::: INPUT MATERIAL :::

PR #505, opened 2018-06-20
No longer raising UnsupportedPyDevdCommandError when stdin input is requested. Fixes #490

### LINKED ISSUE #490: Debugger doesn't stop at breakpoint
VS, Python 2.7, Just My Code ON or OFF

```
res = raw_input('>')
res = 'hello'
print(res) # < breakpoint on this line
```

F5
Press enter when asked for input in console
Breakpoint on print is not hit

fabioz:
What happened was that the debugger exited and stopped tracing because of the exception.


karthiknadig:
Verified this fixes the issue.

karthiknadig:
I will merge this EOD if no other comments.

:::

> INSTRUCTIONS FOR THE TASK
Return every record above exactly as written.

> EXERCISE ANSWER
PR #505, opened 2018-06-20
No longer raising UnsupportedPyDevdCommandError when stdin input is requested. Fixes #490

### LINKED ISSUE #490: Debugger doesn't stop at breakpoint
VS, Python 2.7, Just My Code ON or OFF

```
res = raw_input('>')
res = 'hello'
print(res) # < breakpoint on this line
```

F5
Press enter when asked for input in console
Breakpoint on print is not hit

fabioz:
What happened was that the debugger exited and stopped tracing because of the exception.


karthiknadig:
Verified this fixes the issue.

karthiknadig:
I will merge this EOD if no other comments.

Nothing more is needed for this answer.